> **Exercise prompt**
Use the entries below and reproduce exactly the lines from the one containing "Fixes #10961" down to the one containing "- Release: patch", both of them included.

> **Collected data entries**
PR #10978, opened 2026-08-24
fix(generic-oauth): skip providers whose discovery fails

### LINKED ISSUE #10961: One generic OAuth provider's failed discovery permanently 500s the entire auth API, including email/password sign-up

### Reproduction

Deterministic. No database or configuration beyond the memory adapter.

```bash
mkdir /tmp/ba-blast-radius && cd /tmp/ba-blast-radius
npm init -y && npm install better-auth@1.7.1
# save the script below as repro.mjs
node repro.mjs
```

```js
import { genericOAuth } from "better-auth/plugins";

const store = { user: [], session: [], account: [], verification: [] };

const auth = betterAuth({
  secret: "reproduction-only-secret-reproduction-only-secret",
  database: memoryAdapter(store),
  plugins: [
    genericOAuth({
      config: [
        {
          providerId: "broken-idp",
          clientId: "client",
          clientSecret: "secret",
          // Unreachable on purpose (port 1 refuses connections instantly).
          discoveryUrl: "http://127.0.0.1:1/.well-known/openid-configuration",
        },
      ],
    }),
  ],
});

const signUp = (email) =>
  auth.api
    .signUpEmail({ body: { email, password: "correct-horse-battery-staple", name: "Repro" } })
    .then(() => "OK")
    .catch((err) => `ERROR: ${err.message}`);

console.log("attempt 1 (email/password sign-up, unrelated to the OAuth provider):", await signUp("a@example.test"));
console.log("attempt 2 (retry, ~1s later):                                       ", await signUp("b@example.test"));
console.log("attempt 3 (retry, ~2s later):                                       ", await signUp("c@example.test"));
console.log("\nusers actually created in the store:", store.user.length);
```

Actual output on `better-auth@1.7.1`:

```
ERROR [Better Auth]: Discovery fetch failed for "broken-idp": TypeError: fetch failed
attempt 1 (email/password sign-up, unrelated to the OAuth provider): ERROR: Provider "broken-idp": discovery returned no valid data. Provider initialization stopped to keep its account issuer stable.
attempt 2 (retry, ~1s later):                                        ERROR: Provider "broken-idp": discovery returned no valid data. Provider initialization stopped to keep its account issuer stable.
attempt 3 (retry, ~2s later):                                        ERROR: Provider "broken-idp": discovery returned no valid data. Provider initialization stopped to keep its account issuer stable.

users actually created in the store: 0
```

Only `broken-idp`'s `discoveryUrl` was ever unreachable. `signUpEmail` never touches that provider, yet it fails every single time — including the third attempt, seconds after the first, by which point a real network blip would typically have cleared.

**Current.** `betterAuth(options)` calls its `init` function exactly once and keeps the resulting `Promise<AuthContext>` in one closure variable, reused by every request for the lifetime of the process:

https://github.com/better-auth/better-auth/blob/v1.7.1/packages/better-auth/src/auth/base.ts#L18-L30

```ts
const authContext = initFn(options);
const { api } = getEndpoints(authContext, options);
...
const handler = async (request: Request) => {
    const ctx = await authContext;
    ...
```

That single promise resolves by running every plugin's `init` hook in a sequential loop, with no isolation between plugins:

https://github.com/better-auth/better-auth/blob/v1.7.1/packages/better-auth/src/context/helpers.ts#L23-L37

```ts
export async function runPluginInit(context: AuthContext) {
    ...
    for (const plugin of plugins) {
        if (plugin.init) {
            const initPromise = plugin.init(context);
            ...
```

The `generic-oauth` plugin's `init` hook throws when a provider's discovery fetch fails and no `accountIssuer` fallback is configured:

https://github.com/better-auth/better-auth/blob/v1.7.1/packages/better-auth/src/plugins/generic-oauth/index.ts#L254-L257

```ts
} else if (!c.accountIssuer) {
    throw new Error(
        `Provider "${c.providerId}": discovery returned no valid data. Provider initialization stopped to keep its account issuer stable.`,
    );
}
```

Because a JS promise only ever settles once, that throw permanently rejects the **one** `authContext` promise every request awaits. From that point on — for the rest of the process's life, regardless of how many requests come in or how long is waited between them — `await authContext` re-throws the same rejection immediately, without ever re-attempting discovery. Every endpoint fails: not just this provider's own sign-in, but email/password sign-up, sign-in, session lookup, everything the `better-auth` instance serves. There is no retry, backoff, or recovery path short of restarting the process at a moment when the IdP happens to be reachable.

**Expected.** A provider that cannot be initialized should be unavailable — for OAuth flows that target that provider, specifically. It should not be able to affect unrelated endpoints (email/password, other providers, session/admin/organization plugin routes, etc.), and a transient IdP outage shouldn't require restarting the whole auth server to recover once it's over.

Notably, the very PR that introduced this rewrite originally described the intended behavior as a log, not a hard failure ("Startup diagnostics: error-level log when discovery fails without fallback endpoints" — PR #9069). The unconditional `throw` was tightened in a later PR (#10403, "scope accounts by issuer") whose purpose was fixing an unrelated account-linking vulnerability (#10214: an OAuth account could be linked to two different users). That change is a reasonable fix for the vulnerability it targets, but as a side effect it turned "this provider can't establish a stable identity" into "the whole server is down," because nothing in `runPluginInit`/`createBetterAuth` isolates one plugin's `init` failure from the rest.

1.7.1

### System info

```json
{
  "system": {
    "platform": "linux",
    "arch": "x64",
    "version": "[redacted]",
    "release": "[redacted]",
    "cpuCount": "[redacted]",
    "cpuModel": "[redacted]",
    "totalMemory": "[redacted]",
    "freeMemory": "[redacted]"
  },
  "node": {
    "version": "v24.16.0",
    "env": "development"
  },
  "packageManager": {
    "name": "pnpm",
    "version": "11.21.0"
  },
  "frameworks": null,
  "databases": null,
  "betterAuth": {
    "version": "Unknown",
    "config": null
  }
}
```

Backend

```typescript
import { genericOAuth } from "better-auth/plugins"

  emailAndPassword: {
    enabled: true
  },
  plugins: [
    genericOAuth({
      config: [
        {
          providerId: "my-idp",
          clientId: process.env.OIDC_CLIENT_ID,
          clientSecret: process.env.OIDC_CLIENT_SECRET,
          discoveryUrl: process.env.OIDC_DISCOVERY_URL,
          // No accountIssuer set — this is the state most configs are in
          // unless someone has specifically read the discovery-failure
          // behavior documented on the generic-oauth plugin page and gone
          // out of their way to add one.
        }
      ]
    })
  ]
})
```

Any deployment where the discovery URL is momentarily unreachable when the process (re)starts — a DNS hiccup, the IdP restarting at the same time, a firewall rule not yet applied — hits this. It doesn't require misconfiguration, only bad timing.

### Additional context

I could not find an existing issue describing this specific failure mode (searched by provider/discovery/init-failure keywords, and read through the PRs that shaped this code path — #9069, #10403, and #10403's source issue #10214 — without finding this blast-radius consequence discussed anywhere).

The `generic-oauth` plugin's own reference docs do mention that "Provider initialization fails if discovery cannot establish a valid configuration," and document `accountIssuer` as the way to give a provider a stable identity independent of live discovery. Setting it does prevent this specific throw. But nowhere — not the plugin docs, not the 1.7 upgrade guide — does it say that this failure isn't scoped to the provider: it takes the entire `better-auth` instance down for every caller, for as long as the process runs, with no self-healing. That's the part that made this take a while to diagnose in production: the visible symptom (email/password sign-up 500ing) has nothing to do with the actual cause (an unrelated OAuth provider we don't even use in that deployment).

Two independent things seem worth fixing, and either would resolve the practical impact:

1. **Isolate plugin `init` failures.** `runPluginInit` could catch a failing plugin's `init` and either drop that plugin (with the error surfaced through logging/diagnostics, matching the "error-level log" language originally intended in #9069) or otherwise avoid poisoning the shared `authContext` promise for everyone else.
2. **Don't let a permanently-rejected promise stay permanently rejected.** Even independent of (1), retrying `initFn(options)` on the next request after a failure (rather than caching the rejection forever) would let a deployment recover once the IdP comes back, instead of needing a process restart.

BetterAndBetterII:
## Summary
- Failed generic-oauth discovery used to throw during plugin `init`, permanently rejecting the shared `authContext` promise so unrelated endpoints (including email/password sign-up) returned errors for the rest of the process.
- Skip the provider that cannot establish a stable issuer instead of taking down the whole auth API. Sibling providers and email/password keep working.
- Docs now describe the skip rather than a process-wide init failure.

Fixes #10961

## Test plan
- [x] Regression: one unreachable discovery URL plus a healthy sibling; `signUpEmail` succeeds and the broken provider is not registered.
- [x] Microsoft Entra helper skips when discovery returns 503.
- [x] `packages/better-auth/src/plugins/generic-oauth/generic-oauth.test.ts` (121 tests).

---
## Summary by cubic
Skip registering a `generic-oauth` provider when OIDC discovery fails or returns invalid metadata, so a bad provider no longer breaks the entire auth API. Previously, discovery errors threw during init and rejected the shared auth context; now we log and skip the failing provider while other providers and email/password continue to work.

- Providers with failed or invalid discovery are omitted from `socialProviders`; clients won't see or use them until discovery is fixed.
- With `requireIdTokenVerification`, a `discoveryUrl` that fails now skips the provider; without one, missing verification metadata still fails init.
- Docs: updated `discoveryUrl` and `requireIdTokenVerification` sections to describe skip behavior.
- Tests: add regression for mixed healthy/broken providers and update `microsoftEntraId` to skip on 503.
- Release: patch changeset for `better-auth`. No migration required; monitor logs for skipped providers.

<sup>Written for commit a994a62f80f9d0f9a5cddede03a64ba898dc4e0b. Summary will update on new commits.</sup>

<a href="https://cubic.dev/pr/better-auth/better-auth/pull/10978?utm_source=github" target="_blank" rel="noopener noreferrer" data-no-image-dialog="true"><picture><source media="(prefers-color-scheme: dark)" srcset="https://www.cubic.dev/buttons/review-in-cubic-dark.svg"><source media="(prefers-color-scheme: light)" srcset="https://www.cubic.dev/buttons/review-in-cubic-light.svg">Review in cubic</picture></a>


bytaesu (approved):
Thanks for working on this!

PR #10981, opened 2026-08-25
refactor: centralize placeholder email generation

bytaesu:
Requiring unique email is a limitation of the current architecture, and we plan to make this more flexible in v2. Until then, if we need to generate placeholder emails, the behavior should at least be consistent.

> **Result of the exercise**
Fixes #10961

## Test plan
- [x] Regression: one unreachable discovery URL plus a healthy sibling; `signUpEmail` succeeds and the broken provider is not registered.
- [x] Microsoft Entra helper skips when discovery returns 503.
- [x] `packages/better-auth/src/plugins/generic-oauth/generic-oauth.test.ts` (121 tests).

---
## Summary by cubic
Skip registering a `generic-oauth` provider when OIDC discovery fails or returns invalid metadata, so a bad provider no longer breaks the entire auth API. Previously, discovery errors threw during init and rejected the shared auth context; now we log and skip the failing provider while other providers and email/password continue to work.

- Providers with failed or invalid discovery are omitted from `socialProviders`; clients won't see or use them until discovery is fixed.
- With `requireIdTokenVerification`, a `discoveryUrl` that fails now skips the provider; without one, missing verification metadata still fails init.
- Docs: updated `discoveryUrl` and `requireIdTokenVerification` sections to describe skip behavior.
- Tests: add regression for mixed healthy/broken providers and update `microsoftEntraId` to skip on 503.
- Release: patch changeset for `better-auth`. No migration required; monitor logs for skipped providers.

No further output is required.